Is there a pile of money on the sidelines?

Is there a pile of money on the sidelines?

I continue to be amazed at the lack of understanding out there on how markets really work – and this is among professional money managers who should know better.

I wrote to my VIP Traders Club members this morning with this quote from AEP in the Telegraph who was quoting an industry insider:  There are still vast sums of money on the side-lines, poised to buy on any dip in bond and equity prices. Richard Turnhill, global investment chief for Blackrock, estimates that $22 trillion (£15.7 trillion) of fresh money from sovereign wealth funds, pension funds, companies, and household savings will need to be invested this year.

So the answer to my question is Yes – there is always a pile of money on the sidelines!

When a trade is made, the buyer transfers funds from his account to the buyer’s who is now credited with the same amount (less friction costs of dealing, of course).  The total amount of ‘money on the sidelines’ does not change – unless the price of the asset changes, of course.  And that price is determined by the willingness of the buyer and seller to transact at the agreed price.

Even with an infinite amount of money ‘on the sidelines’, asset prices can go up or down with ease!  It depends on the prevailing sentiment, as my regular readers know.  If you are a willing buyer at a price and there is a willing seller at that price, you can deal.  The funds from your account go straight into his/her account.

The reason I mention it – not only to highlight the staggering ignorance out there (which the finance industry fully exploits, by the way), but to point to the regular appearance of this line of argument to justify their advice to buy the dip on any significant decline, such as we have seen.

That is always their default position – and it makes solid commercial sense.  If an investor panics early and dumps all their shares, they have lost a client perhaps for a very long time.

So with the Dow down a staggering 13.5% to Tuesday’s low and yesterday’s near-perfect Fibonacci 50% correction, volatility has suddenly shot up in a Bitcoin-like fashion.  Here is the VIX

In only two hours, it exploded as shorts were forced to cover en masse as shares collapsed.  But I prepared Club members well in advance for this and they are reaping the rewards.  It has since fallen to the normal Fib 62% support zone in a spike move.

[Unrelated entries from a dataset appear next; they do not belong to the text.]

PR #2139, opened 2022-11-11
yet another try to make ssloth better

Gruetzig:
yattmsb


lifehackerhansol:
This troubleshooting, did it actually happen somewhere?

Gruetzig:
yes https://discord.com/channels/196618637950451712/196635695958196224/1040551938799972373

lifehackerhansol:
I wonder which error this is, an error on the HOME menu or a full on system exception... That helpee's description is _really_ not detailed at all.

Well I found some ancient crc documentation by @lilyuwuu so maybe it's time to add most of those.

PR #2156, opened 2022-12-05
Dropdowns: part 2

lifehackerhansol:
**Description**

Re-create PR because it was accidentally merged, then reverted.


lifehackerhansol:
merged

PR #2159, opened 2022-12-14
Remove unused pages 3: crowdin sucks and we have to clean up after them

Gruetzig:
delete 3 files from all languages, homebrew-launcher soundhax, the thing that comes after that and boot9strap pichaxx


lifehackerhansol:
+1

Another market we are trading is the Japan Nikkei.  On January 15 or so ago, I spotted a lovely topping pattern and this is the chart I captured on that date;

I have a lovely tramline pair with accurate touch points with a five wave pattern with a very large momentum divergence at the wave 5 top at around the 24,200 area.

I expected a small rally back to kiss the lower tramline before it would very likely head sharply lower.  The potential rewards were very high (at low risk) and so I advised members to short on a bounce up into the 23,750 – 23,800 area.  A limit sell order was indicated.  Remember, much movement often occurs when UK residents are in their bed!

And the very next night, the market followed my roadmap with great precision and this is the current position:

As forecast, we have had a collapse that has taken 2,600 points off the index.  Nice work!

The recent bounce should be wave 4 before another leg down in wave 5.  But wave 4 should be complex so some profit taking would be prudent.

Here is another Asian index that merits our attention – the China A50

I have another terrific tramline pair and wave 5 hit the upper tramline perfectly before keeling over.  It is  now testing the lower tramline.   I am keeping a keen eye on this one.  Bullish sentiment on China is also off the scale but if we get a break of the lower tramline, which I expect, I forecast that negative data will soon emerge, such as a lower GDP growth from the widely-assumed 6.5%.  Remember, the economy follows the markets and not vice versa.


Gold and silver have turned

Bullish sentiment is extreme. DSI hit 91% bulls – the highest in six years.  Hedge funds are almost 4:1 long – and they added to longs on the recent decline as they bought the dip.  Scanning articles, I see few if any neutral to bearish opinions.  Seems everyone is on board the great Gold Rush.

Everyone except us, that is – and here is why

That is a pretty good Head & Shoulders reversal pattern – and the pink neckline has now been broken  to confirm new downtrend.  If my Elliott wave count is correct, we should see a rapid decline in wave 3.  My first target is the measured H&S target at around the $1280 – $1290 zone.

When the decline ends, I expect to see DSI bullish readings well below 50%.  If I am correct, this is yet another example of how most traders/investors buy at the highs and sell at the lows.  I try to avoid doing that.